SUPPLIED RECORDS START

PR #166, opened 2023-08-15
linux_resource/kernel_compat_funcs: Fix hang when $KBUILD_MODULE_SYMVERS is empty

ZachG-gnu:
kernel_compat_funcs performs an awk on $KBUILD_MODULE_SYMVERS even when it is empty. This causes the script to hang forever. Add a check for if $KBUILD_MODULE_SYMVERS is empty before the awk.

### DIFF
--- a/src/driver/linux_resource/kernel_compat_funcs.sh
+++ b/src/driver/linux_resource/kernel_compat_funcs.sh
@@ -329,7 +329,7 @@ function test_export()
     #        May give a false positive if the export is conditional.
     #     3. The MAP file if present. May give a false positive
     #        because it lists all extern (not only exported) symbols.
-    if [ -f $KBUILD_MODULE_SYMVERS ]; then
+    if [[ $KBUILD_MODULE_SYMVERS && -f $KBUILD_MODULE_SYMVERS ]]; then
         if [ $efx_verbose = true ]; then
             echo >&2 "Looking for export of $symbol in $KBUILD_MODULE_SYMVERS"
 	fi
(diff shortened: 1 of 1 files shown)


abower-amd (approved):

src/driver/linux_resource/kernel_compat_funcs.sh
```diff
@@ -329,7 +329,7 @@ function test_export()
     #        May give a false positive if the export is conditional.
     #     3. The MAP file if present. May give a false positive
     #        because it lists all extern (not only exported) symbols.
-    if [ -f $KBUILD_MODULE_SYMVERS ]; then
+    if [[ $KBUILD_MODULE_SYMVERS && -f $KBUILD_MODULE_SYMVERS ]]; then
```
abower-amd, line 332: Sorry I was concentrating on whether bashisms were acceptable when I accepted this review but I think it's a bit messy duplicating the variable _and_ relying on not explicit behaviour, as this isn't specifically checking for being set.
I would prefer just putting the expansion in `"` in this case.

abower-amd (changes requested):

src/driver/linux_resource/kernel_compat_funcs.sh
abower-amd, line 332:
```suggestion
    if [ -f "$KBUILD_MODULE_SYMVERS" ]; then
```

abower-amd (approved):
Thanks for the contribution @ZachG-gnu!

SUPPLIED RECORDS END
SUPPLIED RECORDS START

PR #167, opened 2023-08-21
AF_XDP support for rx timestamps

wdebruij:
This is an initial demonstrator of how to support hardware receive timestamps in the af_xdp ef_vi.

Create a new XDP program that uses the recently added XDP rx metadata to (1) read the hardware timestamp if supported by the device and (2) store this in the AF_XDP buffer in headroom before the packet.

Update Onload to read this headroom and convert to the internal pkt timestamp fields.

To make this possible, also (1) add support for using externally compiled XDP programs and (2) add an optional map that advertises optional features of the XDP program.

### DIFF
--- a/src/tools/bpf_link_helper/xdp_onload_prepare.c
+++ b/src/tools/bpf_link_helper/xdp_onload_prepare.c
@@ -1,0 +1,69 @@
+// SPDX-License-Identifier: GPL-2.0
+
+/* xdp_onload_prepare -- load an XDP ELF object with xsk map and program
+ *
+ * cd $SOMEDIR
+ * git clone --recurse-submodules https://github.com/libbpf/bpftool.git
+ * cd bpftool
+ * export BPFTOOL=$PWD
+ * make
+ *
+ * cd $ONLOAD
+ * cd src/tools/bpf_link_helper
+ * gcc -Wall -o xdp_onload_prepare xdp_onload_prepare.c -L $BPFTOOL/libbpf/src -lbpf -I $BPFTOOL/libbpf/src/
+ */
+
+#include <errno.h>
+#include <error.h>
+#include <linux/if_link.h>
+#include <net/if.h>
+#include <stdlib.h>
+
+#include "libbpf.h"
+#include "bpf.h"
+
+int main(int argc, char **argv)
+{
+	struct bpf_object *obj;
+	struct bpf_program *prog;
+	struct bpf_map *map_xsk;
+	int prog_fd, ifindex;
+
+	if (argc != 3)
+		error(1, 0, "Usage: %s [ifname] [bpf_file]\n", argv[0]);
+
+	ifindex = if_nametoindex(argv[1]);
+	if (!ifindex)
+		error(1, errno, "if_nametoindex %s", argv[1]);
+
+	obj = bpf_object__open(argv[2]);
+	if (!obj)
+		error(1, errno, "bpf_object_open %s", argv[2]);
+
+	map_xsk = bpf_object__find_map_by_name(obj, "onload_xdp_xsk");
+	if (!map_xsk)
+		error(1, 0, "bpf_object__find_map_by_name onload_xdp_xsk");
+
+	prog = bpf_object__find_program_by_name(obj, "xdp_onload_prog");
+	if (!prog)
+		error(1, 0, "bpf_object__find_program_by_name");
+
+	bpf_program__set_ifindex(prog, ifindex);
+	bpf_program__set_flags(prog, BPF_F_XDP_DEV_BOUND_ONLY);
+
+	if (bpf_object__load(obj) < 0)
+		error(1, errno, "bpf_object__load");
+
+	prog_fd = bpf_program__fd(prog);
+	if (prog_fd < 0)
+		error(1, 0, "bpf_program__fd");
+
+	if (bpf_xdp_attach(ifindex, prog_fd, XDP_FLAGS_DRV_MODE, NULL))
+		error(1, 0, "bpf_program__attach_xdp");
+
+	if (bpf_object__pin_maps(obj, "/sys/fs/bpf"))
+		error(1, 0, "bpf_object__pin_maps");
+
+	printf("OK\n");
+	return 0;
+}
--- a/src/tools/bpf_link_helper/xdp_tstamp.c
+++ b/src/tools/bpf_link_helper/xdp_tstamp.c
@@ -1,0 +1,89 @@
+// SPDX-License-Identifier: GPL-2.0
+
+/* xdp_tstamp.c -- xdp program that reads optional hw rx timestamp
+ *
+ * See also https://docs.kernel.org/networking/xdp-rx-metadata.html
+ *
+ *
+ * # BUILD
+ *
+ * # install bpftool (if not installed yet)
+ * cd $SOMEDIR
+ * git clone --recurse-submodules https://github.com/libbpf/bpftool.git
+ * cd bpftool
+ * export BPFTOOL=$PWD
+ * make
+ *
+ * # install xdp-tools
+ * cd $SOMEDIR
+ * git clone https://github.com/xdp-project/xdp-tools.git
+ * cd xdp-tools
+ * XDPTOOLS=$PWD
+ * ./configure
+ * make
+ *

SUPPLIED RECORDS END

§ YOUR INSTRUCTIONS
Report the lines above that have the word "opened" in them.

§ TASK SOLUTION
PR #166, opened 2023-08-15
PR #167, opened 2023-08-21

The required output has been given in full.